OK are they gone? Cool, here we go.

The Crew

* Intro music plays *

Let me introduce you the crew for this quest while the intro music plays:

Matplotlib as the graph generator
Seaborn as the matplotlib sidekick to make it look pretty
Pandas as the data analyst
Pyshp as the translator that speaks the language of the shape files
You as the hacker that will make the graphics happen

Once you download and unpack the zip file make sure to place it at `data/` at the root of the repository. It should look something like this:

$ tree data/PHLITL_2000
data/PHLITL_2000
├── PHLITL_2000.dbf
├── PHLITL_2000.lyr
├── PHLITL_2000.prj
├── PHLITL_2000.shp
└── PHLITL_2000.shx

From these files the entry point for our code is the shape file `data/PHLITL_2000/PHLITL_2000.shp`. Let's get a sneak peak to look at the file (I'll get my coat).

Introspecting the shape file

For this part of the quest we'll ask pyshp do its thing. Yo buddy it's your turn!

IMPORTANT: Make sure the requirements of the repo are installed and the data has been extracted in the expected location: `data/` (NO REFUNDS).

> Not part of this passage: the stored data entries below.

PR #35, opened 2016-07-31
Make sure we catch all exceptions

### LINKED ISSUE #34: Clear exception usage in Plugins
| Q            | A
| ------------ | ---
| Bug?         | yes
| New Feature? | no
| Version      | 1.1-

#### Actual Behavior

Plugin implementations only accept `Http\Client\Exception` instances in their rejection handler ([here](https://github.com/php-http/client-common/blob/master/src/Plugin/HistoryPlugin.php#L43) and [here](https://github.com/php-http/client-common/blob/master/src/Plugin/RetryPlugin.php#L65)) while there is no such limitation in the promise spec or the [RejectedPromise](https://github.com/php-http/promise/blob/master/src/RejectedPromise.php#L20).

#### Expected Behavior

Plugins should accept any kind of exceptions and handle only which are acceptable for them and rethrow the rest. This is not a breaking change since we just need to widen the accepted exception types in the plugins.

#### Steps to Reproduce

See https://github.com/php-http/client-common/pull/33

#### Possible Solutions
As said, widen the range of accepted exception types.

Nyholm:
| Q               | A
| --------------- | ---
| Bug fix?        | yes
| New feature?    | yes
| BC breaks?      | ~~yes~~ ~~no~~ yes
| Deprecations?   | no
| Related tickets | fixes #34, related to #33 
| Documentation   | 
| License         | MIT

#### What's in this PR?

I widening the type hints to catch all exceptions.

### DIFF
--- a/src/HttpAsyncClientEmulator.php
+++ b/src/HttpAsyncClientEmulator.php
@@ -2,7 +2,6 @@
 
 namespace Http\Client\Common;
 
-use Http\Client\Exception;
 use Http\Promise;
 use Psr\Http\Message\RequestInterface;
 
@@ -29,7 +28,7 @@ trait HttpAsyncClientEmulator
     {
         try {
             return new Promise\FulfilledPromise($this->sendRequest($request));
-        } catch (Exception $e) {
+        } catch (\Exception $e) {
             return new Promise\RejectedPromise($e);
         }
     }
--- a/src/Plugin/HistoryPlugin.php
+++ b/src/Plugin/HistoryPlugin.php
@@ -40,8 +40,10 @@ final class HistoryPlugin implements Plugin
             $journal->addSuccess($request, $response);
 
             return $response;
-        }, function (Exception $exception) use ($request, $journal) {
-            $journal->addFailure($request, $exception);
+        }, function (\Exception $exception) use ($request, $journal) {
+            if ($exception instanceof Exception) {
+                $journal->addFailure($request, $exception);
+            }
 
             throw $exception;
         });
--- a/src/PluginClient.php
+++ b/src/PluginClient.php
@@ -3,7 +3,6 @@
 namespace Http\Client\Common;
 
 use Http\Client\Common\Exception\LoopException;
-use Http\Client\Exception as HttplugException;
 use Http\Client\HttpAsyncClient;
 use Http\Client\HttpClient;
 use Http\Promise\FulfilledPromise;
@@ -79,7 +78,7 @@ final class PluginClient implements HttpClient, HttpAsyncClient
         $pluginChain = $this->createPluginChain($this->plugins, function (RequestInterface $request) {
             try {
                 return new FulfilledPromise($this->client->sendRequest($request));
-            } catch (HttplugException $exception) {
+            } catch (\Exception $exception) {
                 return new RejectedPromise($exception);
             }
         });
--- a/src/Plugin/RetryPlugin.php
+++ b/src/Plugin/RetryPlugin.php
@@ -3,7 +3,6 @@
 namespace Http\Client\Common\Plugin;
 
 use Http\Client\Common\Plugin;
-use Http\Client\Exception;
 use Psr\Http\Message\RequestInterface;
 use Psr\Http\Message\ResponseInterface;
 use Symfony\Component\OptionsResolver\OptionsResolver;
@@ -62,7 +61,7 @@ final class RetryPlugin implements Plugin
             }
 
             return $response;
-        }, function (Exception $exception) use ($request, $next, $first, $chainIdentifier) {
+        }, function (\Exception $exception) use ($request, $next, $first, $chainIdentifier) {
             if (!array_key_exists($chainIdentifier, $this->retryStorage)) {
                 $this->retryStorage[$chainIdentifier] = 0;
             }


src/Plugin/Journal.php
```diff
@@ -25,7 +24,7 @@ public function addSuccess(RequestInterface $request, ResponseInterface $respons
      * Record a failed call.
      *
      * @param RequestInterface $request   Request use to make the call
-     * @param Exception        $exception Exception returned by the call
+     * @param \Exception        $exception Exception returned by the call
      */
-    public function addFailure(RequestInterface $request, Exception $exception);
+    public function addFailure(RequestInterface $request, \Exception $exception);
```
Nyholm: Here is the BC break. Possible solution to avoid this is to introduce a new Journal interface. Could we do something better?

src/HttpAsyncClientEmulator.php
```diff
@@ -29,7 +28,7 @@ public function sendAsyncRequest(RequestInterface $request)
     {
         try {
             return new Promise\FulfilledPromise($this->sendRequest($request));
-        } catch (Exception $e) {
+        } catch (\Exception $e) {
```
GrahamCampbell: What about throwables?

Nyholm: The RejectedPromise() takes a \Exception in its constructor. That's why we should use \Exception here.

GrahamCampbell: What if we modified that to take a throwable?

GrahamCampbell:
👍 for merging this, then look at getting throwables to work too after?

sagikazarmark:
Is there a generally accepted way for supporting both PHP 5.x and 7.x? Remove typehint or create a fallback interface, etc?

src/Plugin/Journal.php
```diff
@@ -25,7 +24,7 @@ public function addSuccess(RequestInterface $request, ResponseInterface $respons
      * Record a failed call.
      *
      * @param RequestInterface $request   Request use to make the call
-     * @param Exception        $exception Exception returned by the call
+     * @param \Exception       $exception Exception returned by the call
      */
-    public function addFailure(RequestInterface $request, Exception $exception);
+    public function addFailure(RequestInterface $request, \Exception $exception);
```
sagikazarmark: This is a BC break, you cannot do that. All implementations of this interface will be broken.

src/Plugin/HistoryPlugin.php
```diff
@@ -40,7 +39,7 @@ public function handleRequest(RequestInterface $request, callable $next, callabl
             $journal->addSuccess($request, $response);
 
             return $response;
-        }, function (Exception $exception) use ($request, $journal) {
+        }, function (\Exception $exception) use ($request, $journal) {
```
sagikazarmark: You need to add a typecheck here and only add the exception to the journal if it is an HTTP exception.

src/Plugin/Journal.php
Nyholm: Here is the BC break. Possible solution to avoid this is to introduce a new Journal interface. Could we do something better?

src/Plugin/HistoryPlugin.php
Nyholm: Are we happy with the Journal only accepting HTTPlug exceptions? Or should we try to find an other solution?

src/Plugin/HistoryPlugin.php
```diff
@@ -40,8 +40,10 @@ public function handleRequest(RequestInterface $request, callable $next, callabl
             $journal->addSuccess($request, $response);
 
             return $response;
-        }, function (Exception $exception) use ($request, $journal) {
-            $journal->addFailure($request, $exception);
+        }, function (\Exception $exception) use ($request, $journal) {
+            if ($exception instanceof Exception) {
+                $journal->addFailure($request, $exception);
```
GrahamCampbell: How can we see other exceptions then?

GrahamCampbell:
> Is there a generally accepted way for supporting both PHP 5.x and 7.x? Remove typehint or create a fallback interface, etc?

Removing the typehint, or turning the throwable into an actual exception like symfony and laravel do.

src/Plugin/HistoryPlugin.php
Nyholm: I guess we can't. Or we shouldn't. The journal is only meant to HTTP related exceptions.

GrahamCampbell:
Odd that the StyleCI PR analysis is failing.

sagikazarmark:
I see strange SSH key added emails coming from StyleCI and that was certainly not me.

GrahamCampbell:
Looking at the logs, that's because GitHub is giving us `Permission denied (publickey). fatal: Could not read from remote repository. Please make sure you have the correct access rights and the repository exists.` when we try to analyze the PR, so the system tries to repair the deploy key.

src/Plugin/HistoryPlugin.php
sagikazarmark: Other exceptions should be handled by your code or logged/"handled" by the framework (end up in 500 usually). This Journal is to record HTTP messages and potential failures of them. This is the same questions as domain/http related exceptions.

GrahamCampbell: Ok, makes sense. :)

dbu:
so, ready to merge? @Nyholm can you try to squash the commits and see if we get styleci to also analyze "pr" and not only "push"? tried to restart the build and it said its all good, but i guess that is the "push" and not the "pr". no idea how to make it rebuild "pr"

Nyholm:
I think the PR is ready to be merged. 

The PR is squashed and rebased.

src/PluginClient.php
```diff
@@ -79,7 +78,7 @@ public function sendRequest(RequestInterface $request)
         $pluginChain = $this->createPluginChain($this->plugins, function (RequestInterface $request) {
             try {
                 return new FulfilledPromise($this->client->sendRequest($request));
-            } catch (HttplugException $exception) {
+            } catch (\Exception $exception) {
```
dbu: this is a BC break for custom plugins, right? before, their failure callback would accept only Http\Client\Exception, but now it could be called with \Exception. this will lead to a fatal error with parameter mismatch, where before it would be an exception that broke the chain of promises...

dbu: i do think its correct to do this, but maybe we need a BC layer for this. maybe an option to the PluginClient for this new behaviour, that is off by default. version 2 can then drop the option and always catch all exceptions.

GrahamCampbell: i don't think this is breaking because the rejected promise class always said that it could take things that weren't http plug exceptions

GrahamCampbell:
👍  for merging

src/PluginClient.php
Nyholm: If one have written an function HttplugException (just like we did in HistoryPlugin) it will fail with this update. But as @GrahamCampbell says, the rejected promise class always said it would be an \Exception. 

So: This is a bugfix, others may also suffer from this bug. But this is no BC break.

cursedcoder:
👍

src/PluginClient.php
dbu: hm, okay. but if our own classes did not adhere to what we said, we should make sure this will go into a minor version change and that the changelog is clear about it.

sagikazarmark: So we actually have to do this? AFAIK the promise does no limit you what exceptions you use, bet as we agreed, we should only handle HTTPlug exceptions, others should be rethrown ASAP.

sagikazarmark: Actually I agree with @dbu: the differing catch IS a BC break.

Nyholm: What about the RetryPlugin for example? It should not retry if it catches a non-httplug exception?

Also, If I would like to write my own History plugin to log all exceptions I cant do that?

The reson I do not think it is a BC break is because the return value of Plugin::handleRequest is a Promise. And a Promise can throw an \Exception. 

> So plugins need to expect (in typehints) that they might receive any kind of exceptions, but we only want to handle HTTPlug ones on purpose.

I assume by "we only want ..." you mean our plugins? Not all custom plugins as well?

joelwurtz: > The reson I do not think it is a BC break is because the return value of Plugin::handleRequest is a Promise. And a Promise can throw an \Exception.

It's not hard coded, but it's specified in the docblock of the HttpAsyncClient : https://github.com/php-http/httplug/blob/master/src/HttpAsyncClient.php#L22

So for me handling `\Exception` here is a BC break according to the docblock, i made this PR https://github.com/php-http/httplug/pull/116 to have this on the code on not only the docblock

And like i said in https://github.com/php-http/client-common/issues/34 i'm not against this change however we **should** be consistent and also deal with the case where the resolved value of our promise is not a `ResponseInterface` if we agree to do this.

Nyholm: > It's not hard coded, but it's specified in the docblock of the HttpAsyncClient : https://github.com/php-http/httplug/blob/master/src/HttpAsyncClient.php#L22

I missed that. That changes things. I agree, this is a BC break.

sagikazarmark: This also indicates a BC break: https://github.com/php-http/httplug/blob/master/src/HttpAsyncClient.php#L24

Meaning if the exception is not an HTTP one, it should be thrown immediately.

So to sum up: the Promise actually allows to receive a `\Exception` instance in the rejection callback, however Promises in the HTTP flow should only receive HTTP related exceptions, everything else should immediately be thrown.

Nyholm: How do we move forward? How do we avoid issues like this https://github.com/php-http/client-common/pull/33 to occur?

We have to make sure that no plugin ever receives anything else than a HTTPlug exception.

joelwurtz: > the Promise actually allows to receive a \Exception instance in the rejection callback, however Promises in the HTTP flow should only receive HTTP related exceptions, everything else should immediately be thrown.

That's why we may need to add an HttpPromise interface, and use this one, instead of the Promise, which enforce this and offer better visibility for devs when creating plugins and client.

joelwurtz: > How do we move forward? How do we avoid issues like this #33 to occur?

We need to take a decision of one of this three choices : 

 1. Do not change plugins / promise / httplug and add better documentation on the context of a promise in httplug
 2. Enforce this with a new interface and class like proposed in https://github.com/php-http/httplug/pull/116 (IMO, this is not a BC break but that's discutable)
 3. Make a BC break and allows everything as a rejected or resolved value and add checks everywhere where we use promise

In my opinion, 2 is the best solution as even if we add documentation, there are still people who doesn't read it and it would lead to the same error

However i'm ok with 1

3 is the worst thing to do IMO as we will increase all our libs with uneeded complexity.

dbu: what situations do we have non-http exceptions being thrown around? is that an expected behaviour that the application should handle, or is it only on configuration errors and the like? on misconfiguration, the plugins should not need to act, the developer will have to fix the bug he or she created. not going through the plugin chain in such cases will make debugging easier actually.

GrahamCampbell: Whenever we want to throw a domain specific exception.

GrahamCampbell: https://github.com/KnpLabs/php-github-api/blob/master/lib/Github/HttpClient/Plugin/GithubExceptionThrower.php

sagikazarmark: > Make a BC break and allows everything as a rejected or resolved value and add checks everywhere where we use promise

But allowing everything from the promise point of view is what we have at the moment. However, during the HTTP request flow, the promise should only receive HTTP exceptions IMO. Non-HTTP exceptions (either emitted by plugins or not) should not be caught in the first place.

The other thing is that domain related exceptions should probably not be thrown during the HTTP flow, but after it is finished in the API Client class or whatever consumes the HTTP endpoint. Even if they should be done for all requests (eg. rate limiting).

May this be the root of the problem? https://github.com/php-http/guzzle6-adapter/blob/master/src/Promise.php#L65

The phpdoc says the stored exception should be an HttplugException, but we store runtime ones there too?

About HttpPromise: 

1. It is BC break (EVERY interface change is BC break)
2. Extending the Promise interface doesn't help as there is no return type overloading (even if it is only typehint, but think about it as PHP 7 return typehints are implemented)

What I would do: document better and find why a non-http exception is not thrown immediately.

sagikazarmark: Hm, every exception is caught here: https://github.com/php-http/promise/blob/master/src/RejectedPromise.php#L36

@joelwurtz would your PR to HTTPlug solve this issue?

sagikazarmark: Maybe there is a fourth option: add an Exception interface to Promise and accept only those in promises, every other exception needs to be thrown by definition. Then in plugins we still need to check whether the received exception is an Http one (Http ones should be Promise ones too). The difference is that this way in the promise handling we can force a type of exception without forcing `\Exception` (could be a solution for throwables too). It is a BC break from Promise point of view (exception typehints changed), however Promise is kind of an internal thing from httplug point of view, so I have no problem with tagging v2.

dbu: the promise interface would mean that HTTPlug starts to depend on promise, to implement that interface on its exceptions. what is the state of promise PSR?

i think we should not handle domain exception in HTTPlug plugins. the plugin chain is for handling HTTP, not for handling domain exceptions. the github api exceptions don't transport the response object - which is correct, but makes it really pointless to continue handling the exception in http plugins. PluginClient should not be an arbitrary stack of promises. if a user wants to build a stack of domain promises, they should not use http promises for that, imho.

Nyholm: So: write ducumentation that explains that only HTTPlug exceptions can be thrown in the plugin. And that's it? 

What if a plugin cause a runtime exception? How is that handled? Should the next plugin see it?

GrahamCampbell: Mergy mergy! :trollface:

sagikazarmark: The problem is that the used RejectedPromise accepts any kind of exceptions, so if an exception is thrown, the rejected promise will call the reject callback with any exception. IMO there are two/three ways:

- Create a RejectedPromise, which only passes http exceptions to the callback, rethrows everything else
- When the RejectedPromise is created, make sure only HTTP exceptions are injected into the Promise (although others are possible too) and everything else is thrown immediately (this would require to modify adapter promise implementations too)
- Handle the scenario in the plugins: accept any exception and only process http ones, throw the rest (how about no?)

joelwurtz: > Handle the scenario in the plugins: accept any exception and only process http ones, throw the rest (how about no?)

No, or i do not maintain this xD, it will just be a nightmare to handle.

> Create a RejectedPromise, which only passes http exceptions to the callback, rethrows everything else
> When the RejectedPromise is created, make sure only HTTP exceptions are injected into the Promise (although others are possible too) and everything else is thrown immediately (this would require to modify adapter promise implementations too)

:+1: and we must do the same for the FulfilledPromise, as actually it's accept anything, where we should only allow `ResponseInterface`

joelwurtz: The PR is here https://github.com/php-http/httplug/pull/116

joelwurtz:
Should we close this as well since #42 has been merged ?

Nyholm:
Correct. Thank you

Running this snippet will produce results similar to:

$ python 01_read_file.py
Columns available: `['AREA', 'PERIMETER', 'DPHLIL_', 'DPHLIL_ID', 'EDO_NUM', 'EDO_LEY', 'MPO_NUM', 'MPO_LEY', 'PHLI_TOT', 'PHLI_TML1', 'PHLI_TML2', 'PHLI_TML3', 'PHLI_TML4', 'ICON_TML1', 'ICON_TML2', 'ICON_TML3', 'ICON_TML4', 'DPHLIL_NUM', 'DPHLIL_LEY']`
Total records: 2480
Municipality: Mexicali
State: Baja California
Total native speakers: De 15,000 y mas
Shape points (sample): `[(788992.7599999954, 3707437.079667801), (788883.5799999968, 3707243.719667798), (788863.5499999961, 3707013.139667798)]`

We are in luck. This is very convenient for our purposes. The `SHP` file contains all the data we need to generate the shapes and it also contains the values to generate the heatmap. YEET! yeet indeed.

Alright crew, time to move to the next step.

Transform and filter the data

It would be totally cool if there was a tool that easily allow us to query and modify the data in the shape file you say.

Fam, say no more. Time for pandas to take the wheel.

IMPORTANT: Make sure the requirements of the repo are installed and the data has been extracted in the expected location: `data/` (NO REFUNDS).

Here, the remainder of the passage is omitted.